Registered: 12/25/99
Posts: 2472
Loc: Poughkeepsie, NY
First of all, hangdogging as I've seen it practiced rarely has to do with "absolutely not having the juice to make it to the next stance" or to downclimb. In those circumstances, going for it and so taking a bigger fall would be stupid. But I see people dogging it as soon as the going gets a little tough, way before any of the absolutes Rob mentions come into play, when they still have plenty of options, one of which is to lower off and turn the lead over to their partner because they aren't up to the moves.

Maybe they are a little tired, maybe they are a little scared, so they sit down for a rest. To me, that's BS, it's not free climbing and its not trad climbing. But Rob says I'm relying on MY BIG FAT rule, one that doesn't happen to be HIS BIG FAT RULE, and so am, apparently, "pretty freaking elitist."

Nowadays, it seems you can utter the dread elitist word and anyone so addressed is supposed to crumple in defeat and dishonor. But climbing is about as elitist as it is possible to be. Some people are better than others. Some climbs are out of our reach. And even in sport climbing, there is a hierarchy of styles, some of which are universally recognized as being "better" than others.

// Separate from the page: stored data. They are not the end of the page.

PR #700, opened 2021-09-10
NOTICKET: change Investment sub-menu to feature sectors not industries

stevejalim:
Screenshot 2021-09-10 at 17 29 02


webbyfox (approved):
Thanks @stevejalim

PR #709, opened 2021-09-14
GP2-3399 - Nav fixups, including selected-state configuration

stevejalim:
This changeset

* removes the 'Find A Supplier' option from the nav
* fixes the 'selected state' behaviour so that every page triggers an appropriate 'active' state in both the primary and secondary layers of the nav

image

 - [X] Changelog entry added.


webbyfox (approved):
LGTM

PR #710, opened 2021-09-14
GP2-3400: Template for generic atlas content page, which can be used for new How We Can Help page

stevejalim:
Also adds a nav element and an appropriate 'active' state

Builds on the backend provided by https://github.com/uktrade/directory-cms/pull/923

 - [X] Changelog entry added.


froddd (approved):
LGTM

PR #725, opened 2021-09-21
GP2-3407: Rename and move HPO contact form

stevejalim:
This changeset handles the frontend changes where we move the CMS-driven HPO contact form and also rename it to be called the Foreign Direct Investment contact form instead. It is the counterpart to https://github.com/uktrade/directory-cms/pull/938

One significant change is that the form used to automatically pull in a list of High Potential Opportunities, which a user could select from. This selection would then a) include a link to a PDF doc about the opportunity in an email sent to them and b) also add this info to the rest of the contact submission that is sent to the investment team.
There are two key changes here:
* because we no longer model HPOs separately from CapInvest opps, we instead have to filter by the investment_type associated with an InvestmentOpportunity - this is handled at the CMS side of things
* we no longer have PDF docs to link to - so all the relevant code and tests for this have been disabled.

Also, as part of this work, there are two email templates in the GOV.UK Notifications Service which have had to be updated for phrasing and content, too (there are no PDF download links in the email sent to end users now). These new template IDs have been set as the new defaults, but are of course overrideable. They are not overridden in current great-international-ui production.

Changes:
* migrate relevant code from invest app into investment_atlas app
* rename views, forms, templates, etc to match new FDI naming
* update URLs to position the form and its success page at a new URI
* add redirects from the old URIs to the new ones - with tests
* add/update test coverage related
* change the default IDs for the Notify templates
* update local dev templates: recaptcha value in them was expired + add dummy HPO email env var + fix d-forms-api defaults
* disable or remove breadcrumbs markup on ALL contact pages

 - [X] Changelog entry added.


core/templates/core/includes/cms_breadcrumbs.html
```diff
@@ -1,3 +1,5 @@
+{% comment "DSISAB" %}{% endcomment %}
```
webbyfox, line 1: do we need this?

stevejalim: ugh - typo - fixing

stevejalim:
@webbyfox Once the CMS/BE PR is merged, this one might just need an admin merge as the diff drop is only a file which we are no longer using I think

Most people aspire to climb harder and better, which means that they fully embrace the very elitism that here is supposed to be some sort of ultimate criticism, but is really just an empty phrase. Climbing is elitist. Get used to it, and understand that you can't score debating points in a climbing discussion just by uttering the e-word.

Returning at least in the general direction of the thread, I don't know whether climbing down has to be practiced so much, but doing it involves certain states of mind which may need to be learned, especially in a training environment dominated by the gym and sport routes, where moving upward, often rather quickly, is the solution to every problem.

First of all, I think climbing down often isn't even on some people's radar. It's not that they can't do it, its more a case that they don't even think about it when the going starts to get tough.

Beyond that, as they climb up into unknown territory, experienced trad climbers are making mental notes about climbing down. They look back to see what the holds they just used look like from above. They make mental notes of where hand and footholds are that disappear, for example when you pull over a ceiling. They might reverse a tricky move before there is any need for or thoughts about retreat, just to be prepared.

Protecting steep climbs often involves climbing up to a strenuous position, working hard to get good gear in, and then climbing back down, not just plopping onto the gear for an extended rest. Rob advances a false dichotomy between safety and commitment, but the reality is far more complex and subtle, and is primarily a question of mental attitude and how committed you are to doing a free climb free.

Beyond that, the old-school climbing skills are not simply the relics of a bygone age now made irrelevant by plug 'n play protection. Sooner or later, you will inevitably find yourself in a bad situation. You made some strenuous moves, it looked like you could get in gear, but when you arrive, already pumped, you find you can't get anything worthwhile in. Your last piece is suddenly rather far below and you're wishing you had doubled up on it, because the next piece below that is way down. You will either have to climb up with a level of control that does not allow for falling, or else climb down, at the very least to minimize the fall you ultimately take.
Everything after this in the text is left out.